### What the task requires
Start to finish, return the listing exactly as written.

### Material for this exercise
PR #138, opened 2020-06-20
ENH: Add pad_box()

### LINKED ISSUE #137: Make clip_box extend array
Today `clip_box` has an effect only when the array is shrunk. It would be nice if it could extend the array when the bounding box is bigger than the original one, maybe using xarray's `.pad()`?

davidbrochart:
- [x] Closes #137
 - [x] Tests added


rioxarray/rioxarray.py
```diff
@@ -1051,8 +1051,81 @@ def slice_xy(self, minx, miny, maxx, maxy):
...
+        superset = self._obj.pad(
+            pad_width={
+                self.x_dim: (x_before, x_after),
+                self.y_dim: (y_before, y_after),
+            },
+            constant_values=np.nan,
+        ).rio.set_spatial_dims(x_dim=self.x_dim, y_dim=self.y_dim, inplace=True)
+        superset[self.x_dim] = x_coord
+        superset[self.y_dim] = y_coord
+        superset.attrs["transform"] = tuple(self.transform(recalc=True))
```
snowman2, line 1115:
```suggestion
        superset.attrs["transform"] = tuple(superset.rio.transform(recalc=True))
```

rioxarray/rioxarray.py
```diff
@@ -1051,8 +1051,81 @@ def slice_xy(self, minx, miny, maxx, maxy):
         subset.attrs["transform"] = tuple(self.transform(recalc=True))
         return subset
 
-    def clip_box(self, minx, miny, maxx, maxy, auto_expand=False, auto_expand_limit=3):
-        """Clip the :class:`xarray.DataArray` by a bounding box.
+    def pad_xy(self, minx, miny, maxx, maxy, resolution_x, resolution_y):
```
snowman2, line 1054: I am wondering if resolution_x and resolution_y need to be required here. My thoughts are that they could be pulled in from the dataset the same way it was done in `clip_box`.

rioxarray/rioxarray.py
```diff
@@ -1051,8 +1051,81 @@ def slice_xy(self, minx, miny, maxx, maxy):
...
+            x_after = len(new_x_coord) - len(x_coord)
+            x_coord = new_x_coord
+            right = x_coord[-1]
+
+        superset = self._obj.pad(
+            pad_width={
+                self.x_dim: (x_before, x_after),
+                self.y_dim: (y_before, y_after),
+            },
+            constant_values=np.nan,
```
snowman2, line 1111: I haven't tested this out yet - does this fill the generated area with `NaN`?

rioxarray/rioxarray.py
davidbrochart: :+1:

rioxarray/rioxarray.py
davidbrochart: Yes, you can see it in the `clip_box.ipynb` notebook.

davidbrochart:
Actually there is a bug, the padding doesn't take into account the previous clipping. So maybe `.clip_box()` should be left as it is, and we should have a new `.pad_box()` method? Things like clipping on the right and padding on the left would be achieved by calling `.clip_box()` then `.pad_box()`.

rioxarray/rioxarray.py
```diff
@@ -1051,6 +1051,101 @@ def slice_xy(self, minx, miny, maxx, maxy):
...
+        ).rio.set_spatial_dims(x_dim=self.x_dim, y_dim=self.y_dim, inplace=True)
+        superset[self.x_dim] = x_coord
+        superset[self.y_dim] = y_coord
+        superset.attrs["transform"] = tuple(superset.rio.transform(recalc=True))
+        return superset
+
+    def pad_box(self, minx, miny, maxx, maxy):
+        """Pad the :class:`xarray.DataArray` to a bounding box
+
```
snowman2, line 1117: Mind adding `.. versionadded:: 0.0.29`?

rioxarray/rioxarray.py
```diff
@@ -1051,6 +1051,101 @@ def slice_xy(self, minx, miny, maxx, maxy):
         subset.attrs["transform"] = tuple(self.transform(recalc=True))
         return subset
 
+    def pad_xy(self, minx, miny, maxx, maxy):
+        """Pad the array to x,y bounds.
+
```
snowman2, line 1056: Mind adding `.. versionadded:: 0.0.29`?

rioxarray/rioxarray.py
```diff
@@ -1051,6 +1051,105 @@ def slice_xy(self, minx, miny, maxx, maxy):
...
+            x_after = len(new_x_coord) - len(x_coord)
+            x_coord = new_x_coord
+            right = x_coord[-1]
+
+        superset = self._obj.pad(
+            pad_width={
+                self.x_dim: (x_before, x_after),
+                self.y_dim: (y_before, y_after),
+            },
+            constant_values=np.nan,
```
snowman2, line 1110: Thoughts on attempting to get the nodata value to use for `constant_values`?

Something like:
```python
nodata = self.encoded_nodata if self.encoded_nodata is not None else self.nodata
if nodata is None:
    nodata = np.nan
```

davidbrochart: Sounds good, or even passing `constant_values` to `.pad_box(minx, miny, maxx, maxy, constant_values=None)` (and `pad_xy`), then in `pad_xy`:
```python
if constant_values is None:
    constant_values = self.encoded_nodata if self.encoded_nodata is not None else self.nodata
if constant_values is None:
    constant_values = np.nan
```
i.e. if the user knows what he wants, he should pass it explicitly, and otherwise we use the value most likely to represent no data. What do you think?

snowman2: That makes sense to me.

snowman2:
@davidbrochart this looks great, thanks!

PR #140, opened 2020-06-23
BUG: Fix assigning fill value in rio.pad_box

snowman2:
Discovered this while debugging something else. 

I was incorrect about the `encoded_nodata` as the data in the array will be `np.nan` when `encoded_nodata` is set. In this case, it would be better to leave it as `np.nan`.

cc: @davidbrochart 

 - [x] Tests updated


davidbrochart:
:+1:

### Response
PR #138, opened 2020-06-20
ENH: Add pad_box()

### LINKED ISSUE #137: Make clip_box extend array
Today `clip_box` has an effect only when the array is shrunk. It would be nice if it could extend the array when the bounding box is bigger than the original one, maybe using xarray's `.pad()`?

davidbrochart:
- [x] Closes #137
 - [x] Tests added


rioxarray/rioxarray.py
```diff
@@ -1051,8 +1051,81 @@ def slice_xy(self, minx, miny, maxx, maxy):
...
+        superset = self._obj.pad(
+            pad_width={
+                self.x_dim: (x_before, x_after),
+                self.y_dim: (y_before, y_after),
+            },
+            constant_values=np.nan,
+        ).rio.set_spatial_dims(x_dim=self.x_dim, y_dim=self.y_dim, inplace=True)
+        superset[self.x_dim] = x_coord
+        superset[self.y_dim] = y_coord
+        superset.attrs["transform"] = tuple(self.transform(recalc=True))
```
snowman2, line 1115:
```suggestion
        superset.attrs["transform"] = tuple(superset.rio.transform(recalc=True))
```

rioxarray/rioxarray.py
```diff
@@ -1051,8 +1051,81 @@ def slice_xy(self, minx, miny, maxx, maxy):
         subset.attrs["transform"] = tuple(self.transform(recalc=True))
         return subset
 
-    def clip_box(self, minx, miny, maxx, maxy, auto_expand=False, auto_expand_limit=3):
-        """Clip the :class:`xarray.DataArray` by a bounding box.
+    def pad_xy(self, minx, miny, maxx, maxy, resolution_x, resolution_y):
```
snowman2, line 1054: I am wondering if resolution_x and resolution_y need to be required here. My thoughts are that they could be pulled in from the dataset the same way it was done in `clip_box`.

rioxarray/rioxarray.py
```diff
@@ -1051,8 +1051,81 @@ def slice_xy(self, minx, miny, maxx, maxy):
...
+            x_after = len(new_x_coord) - len(x_coord)
+            x_coord = new_x_coord
+            right = x_coord[-1]
+
+        superset = self._obj.pad(
+            pad_width={
+                self.x_dim: (x_before, x_after),
+                self.y_dim: (y_before, y_after),
+            },
+            constant_values=np.nan,
```
snowman2, line 1111: I haven't tested this out yet - does this fill the generated area with `NaN`?

rioxarray/rioxarray.py
davidbrochart: :+1:

rioxarray/rioxarray.py
davidbrochart: Yes, you can see it in the `clip_box.ipynb` notebook.

davidbrochart:
Actually there is a bug, the padding doesn't take into account the previous clipping. So maybe `.clip_box()` should be left as it is, and we should have a new `.pad_box()` method? Things like clipping on the right and padding on the left would be achieved by calling `.clip_box()` then `.pad_box()`.

rioxarray/rioxarray.py
```diff
@@ -1051,6 +1051,101 @@ def slice_xy(self, minx, miny, maxx, maxy):
...
+        ).rio.set_spatial_dims(x_dim=self.x_dim, y_dim=self.y_dim, inplace=True)
+        superset[self.x_dim] = x_coord
+        superset[self.y_dim] = y_coord
+        superset.attrs["transform"] = tuple(superset.rio.transform(recalc=True))
+        return superset
+
+    def pad_box(self, minx, miny, maxx, maxy):
+        """Pad the :class:`xarray.DataArray` to a bounding box
+
```
snowman2, line 1117: Mind adding `.. versionadded:: 0.0.29`?

rioxarray/rioxarray.py
```diff
@@ -1051,6 +1051,101 @@ def slice_xy(self, minx, miny, maxx, maxy):
         subset.attrs["transform"] = tuple(self.transform(recalc=True))
         return subset
 
+    def pad_xy(self, minx, miny, maxx, maxy):
+        """Pad the array to x,y bounds.
+
```
snowman2, line 1056: Mind adding `.. versionadded:: 0.0.29`?

rioxarray/rioxarray.py
```diff
@@ -1051,6 +1051,105 @@ def slice_xy(self, minx, miny, maxx, maxy):
...
+            x_after = len(new_x_coord) - len(x_coord)
+            x_coord = new_x_coord
+            right = x_coord[-1]
+
+        superset = self._obj.pad(
+            pad_width={
+                self.x_dim: (x_before, x_after),
+                self.y_dim: (y_before, y_after),
+            },
+            constant_values=np.nan,
```
snowman2, line 1110: Thoughts on attempting to get the nodata value to use for `constant_values`?

Something like:
```python
nodata = self.encoded_nodata if self.encoded_nodata is not None else self.nodata
if nodata is None:
    nodata = np.nan
```

davidbrochart: Sounds good, or even passing `constant_values` to `.pad_box(minx, miny, maxx, maxy, constant_values=None)` (and `pad_xy`), then in `pad_xy`:
```python
if constant_values is None:
    constant_values = self.encoded_nodata if self.encoded_nodata is not None else self.nodata
if constant_values is None:
    constant_values = np.nan
```
i.e. if the user knows what he wants, he should pass it explicitly, and otherwise we use the value most likely to represent no data. What do you think?

snowman2: That makes sense to me.

snowman2:
@davidbrochart this looks great, thanks!

PR #140, opened 2020-06-23
BUG: Fix assigning fill value in rio.pad_box

snowman2:
Discovered this while debugging something else. 

I was incorrect about the `encoded_nodata` as the data in the array will be `np.nan` when `encoded_nodata` is set. In this case, it would be better to leave it as `np.nan`.

cc: @davidbrochart 

 - [x] Tests updated


davidbrochart:
:+1:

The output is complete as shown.